At around the same time, brothers Shaun (b Colorado Springs, 1946) and Danny Harris (b Colorado Springs, 1947), children of composer Roy Harris, also moved to Los Angeles, and by 1963 had both begun playing with a teen surf band, the Snowmen. When they started attending Hollywood Professional School in 1964, they met up with Michael Lloyd (b. 1948), who had been playing in several groups, latterly the Rogues. The Harris brothers and Lloyd decided to form a new band, initially called The Laughing Wind, and they recorded demos for a mutual friend, record producer Kim Fowley. Fowley already knew Markley, and suggested that the band use some of the latter’s lyrics.
In 1965, Fowley arranged a private party in Markley’s house at which the Yardbirds performed, and which the Harris brothers and Lloyd also attended. Markley was impressed by the large number of teenage girls attracted by the band, and the much younger musicians were impressed by Markley’s financial resources and potential ability to fund good quality equipment and a light show. Fowley encouraged them to join forces and, with the addition of drummer John Ware, The West Coast Pop Art Experimental Band was formed. The general approach was intended to parallel that being developed on the east coast by Andy Warhol and the Velvet Underground. Markley used his legal background to ensure that he held all rights to the band’s name.

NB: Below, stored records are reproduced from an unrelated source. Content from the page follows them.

PR #3261, opened 2026-02-11
Add utilities for debugging flaky tests

czeslavo:
**Description of your changes:** Adds a script that runs a suspect flaky E2E test in a loop until it fails N times and collects artifacts from all the runs (both success and failure scenarios). This data can later be used to feed an OpenCode custom agent added in this PR to analyze the artifacts and pinpoint the potential root cause of the flakiness.

Proven to work on one of our flakes: https://github.com/scylladb/scylla-operator/pull/3258. See the [logs](https://gist.github.com/czeslavo/13138d56861043347666c6c3a67571fb) of the agent run.

### DIFF
--- a/.opencode/agents/flaky-tests-debugger.md
+++ b/.opencode/agents/flaky-tests-debugger.md
@@ -1,0 +1,274 @@
+---
+description: Runs analysis of flaky E2E tests in the Scylla Operator project, comparing successful and failed runs to identify root causes and propose solutions.
+mode: primary 
+temperature: 0.3
+tools:
+  write: false
+  edit: false
+  bash: true
+---
+
+# Flaky E2E Tests Debugger Agent
+
+You are a specialized agent for debugging flaky end-to-end (E2E) tests in the Scylla Operator project. Your primary goal is to analyze test artifacts from multiple test runs, identify patterns in failures, compare them with successful runs, and provide actionable insights into why tests fail inconsistently.
+
+## Your Capabilities and Constraints
+
+**YOU CAN:**
+- Analyze test artifacts from multiple test runs
+- Compare successful and failed test executions
+- Examine logs, events, and Kubernetes resource states
+- Identify timing issues, race conditions, and inconsistent behavior
+- Explain root causes and propose potential solutions
+- Review test source code and operator logic to understand failure mechanisms
+
+**YOU CANNOT:**
+- Modify or write any code (test or operator)
+- Execute commands or make changes to the repository
+- Run tests or create new test runs
+
+## Your Analysis Process
+
+When given test artifacts from the `debug-flake.sh` script, you should follow this systematic approach:
+
+### Phase 1: Understand the Test Context
+
+1. **Parse the test summary:**
+   - Total runs, passed/failed count, success rate
+   - Test name and focus pattern
+   - Identify which runs failed (e.g., run-13, run-14)
+
+2. **Locate the test source code:**
+   - Find the test in `./test/e2e/`
+   - Understand what the test is verifying
+   - Identify key assertions and expectations
+   - Note any timing-sensitive operations or observers
+
+### Phase 2: Establish a Golden Reference (Successful Run)
+
+Select one successful test run as your baseline for comparison. For each successful run, locate:
+
+1. **Test execution details** in `run-N/e2e.json`:
+   - Find the specific test spec in the JSON (search for `"State": "passed"` or the test name)
+   - Note the `StartTime`, `EndTime`, and `RunTime`
+   - Review `CapturedGinkgoWriterOutput` for the test's log output
+   - Examine `SpecEvents` to understand the test flow
+
+2. **Test-specific logs** in `run-N/e2e/cluster/namespaces/<test-namespace>/`:
+   - Identify the test's namespace (e.g., `e2e-test-scyllacluster-6fcr2-x9flf`)
+   - Find pods created during the test
+   - For each pod, review container logs in `pods/<pod-name>/<container-name>.current`
+   - Review events in `events.events.k8s.io/`
+
+3. **Operator logs** in `run-N/must-gather/cluster/namespaces/scylla-operator/`:
+   - Find the active operator pod during the test timeframe
+   - Review `pods/<operator-pod-name>/scylla-operator.current`
+   - Look for events and decisions made by the operator
+
+4. **Kubernetes resources** created during the test:
+   - Jobs: `run-N/e2e/cluster/namespaces/<test-namespace>/jobs/`
+   - StatefulSets: `run-N/e2e/cluster/namespaces/<test-namespace>/statefulsets.apps/`
+   - ScyllaCluster/ScyllaDBCluster: Look in custom resource directories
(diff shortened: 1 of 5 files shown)


.opencode/agents/flaky-tests-debugger.md
```diff
@@ -0,0 +1,274 @@
...
+Based on your analysis, explain:
+
+1. **Root Cause:** Clearly state what you believe is causing the flake
+2. **Evidence:** Reference specific differences you found in logs, timings, or states
+3. **Proposed Fixes:** Describe (but don't code) potential solutions:
+   - Changes to test logic (longer waits, more robust assertions, etc.)
+   - Changes to operator behavior (if a bug is found)
+   - Changes to test infrastructure or setup
+
+## Artifact Structure Reference
```
rzetelskik, line 141: what's the plan for keeping it up to date?

.opencode/agents/flaky-tests-debugger.md
```diff
@@ -0,0 +1,274 @@
...
+- Compare successful and failed test executions
+- Examine logs, events, and Kubernetes resource states
+- Identify timing issues, race conditions, and inconsistent behavior
+- Explain root causes and propose potential solutions
+- Review test source code and operator logic to understand failure mechanisms
+
+**YOU CANNOT:**
+- Modify or write any code (test or operator)
+- Execute commands or make changes to the repository
+- Run tests or create new test runs
```
rzetelskik, line 28: I haven't had any experience with opencode, and I'm not opposing this constrained approach, but I'd like to understand why. Is it just a matter of making the goal more well-defined and constrained, or did you just find it to not work well?

hack/kind/debug-flake.sh
```diff
@@ -0,0 +1,229 @@
+#!/bin/bash
```
rzetelskik, line 1: If this is essentially just a wrapper for running tests in a loop and aggregating the reports, why make it kind-specific? Instead of just letting it take a kubeconfig or a script as an argument?

mflendrich: Do you have a concrete way of using it in mind, or just trying to future-proof it with no firm use case today?

rzetelskik: Kind covers a subset of tests. If you want to debug a manager-related flake with backup/restore for instance (which actually is very flaky, at least as of recently), this won't help - at least judging by the tests included in the suite.

mflendrich: > is very flaky

This tool serves no purpose in that case - it's supposed to be run on a reasonably healthy suite of tests to detect (mild) regression. Persistently flaky tests are a lost cause IMO and I would rather take a "two-speed approach" with good tooling for quality tests, while managing/maintaining/reducing the set of tests that don't work well.

rzetelskik: > This tool serves no purpose in that case - it's supposed to be run on a reasonably healthy suite of tests to detect (mild) regression. 

The script description says something different

> This script runs a suspect test case in a loop to verify if it's flaky and collect artifacts for debugging.

mflendrich: I am just trying to understand - if you know that the test case is very flaky (and I believe that with "very flaky" you can just have the logs/artifacts from a failed run just about immediately, in 1-2 iterations) - then what is the actual use case in your mind?

rzetelskik: This will also apply to any NodeConfig-related tests for instance. From my perspective it seems like the script could easily cover all tests in all environments, at least by design. If it's too difficult/unstable to be worth the effort now - sure, we can approach it iteratively. But to say that the tool would serve no purpose for tests from other suites because they are "too flaky" is quite baffling to me.

rzetelskik: > I am just trying to understand - if you know that the test case is very flaky (and I believe that with "very flaky" you can just have the logs/artifacts from a failed run just about immediately, in 1-2 iterations) - then what is the actual use case in your mind?

I see this script as a tool to iterate on a flaky test (or a suspected flaky test) - this is exactly what the PR description says. It helps you run it a couple times easily and collects artifacts to work with the AI agent. You try a fix, you run it again. Rinse and repeat. A test can be very flaky due to a bug in the operator or a component we integrate with, it doesn't discard the test in my opinion. So I don't see why this wouldn't be valid for all tests and potentially all platforms on principle.

mflendrich: Is this expensive to do? Will it significantly complicate the tool? Will it make the tool more painful to use in the kind case? @czeslavo

.opencode/agents/flaky-tests-debugger.md
czeslavo: I wanted to make it clear that it shouldn't do anything beyond analysing what it has at hand, provided by us explicitly in the form of test artifacts. I also don't want it to jump straight to implementing a solution to the problem, as I want to validate its suspicions and proposed paths to fixing them first, picking the solution that I find is the right one.

Once it figures out the plan, it should be trivial to implement it by hand or by feeding the plan to another agent that will focus on the implementation only. I noticed that after running the analysis, the limit of tokens for context was almost exhausted, so it seemed to me like the most sane approach to split the plan/implement stages (it's actually a pattern advised by OpenCode as well).

.opencode/agents/flaky-tests-debugger.md
czeslavo: That's a good question; I don't have a definite answer to it. But my intuition is that we should revisit it every time we actually use it. If the structure changes, it should be quite an easy task for an agent to look into the current structure and update this markdown for us.

I think the whole point about keeping it in repo is that we can share a common, loosely defined workflow, ready to be used (and saving tokens for exploratory work that an agent would have to do if we didn't provide this context). In the end, when we use it, it will always be a bit unique experience. And I guess that if the structure is off, the agent will realize the discrepancy when working with it (as something expected to be in a specific directory is not there, but somewhere else), so we'll end up using a bit more tokens for it to learn the structure on the go again.

I suggest we experiment and see how it will go. Maybe we will find this to be "dead code" at some point. Maybe OpenCode will implement a feature for "agent feedback loop" that will adjust the custom agent on every use. :shrug:

hack/kind/debug-flake.sh
czeslavo: I think that Kacper's point is correct, and it might make sense to make this script ready to be used both with GKE and kind. We can have flakes in any suite, so why not be able to debug all of them using the same workflow.

There are kind-specific steps; I must see what kind of effort it would take to restructure it a bit to fit both scenarios.

czeslavo: I spent some time trying to refactor this so it works nicely with both kind and GKE (or any other KUBECONFIG-provided cluster), but I failed to make it look as I would like (I always ended up with spaghetti). As we agreed that we will timebox it to the previous week, I suggest we merge this machinery as-is, since it's already value-added. Once we hit a limit (we need to debug a test that's not able to run on kind), we'll revisit it.

rzetelskik: Sounds good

The band’s recording debut in 1966, "Volume 1", featured Michael Lloyd, Shaun Harris, Dennis Lambert (guitar) and Danny Belsky (drums), with Markley on some vocals. It seems that much of the material was completed before the time Markley became involved. The rudimentary album included contemporary hits and original compositions and was recorded in a self-made studio in San Vincente, just outside Beverly Hills. The album was originally issued on the tiny "FIFO" label in Hollywood, and probably only 100 or so were made at the time. It was reissued on vinyl in 1994.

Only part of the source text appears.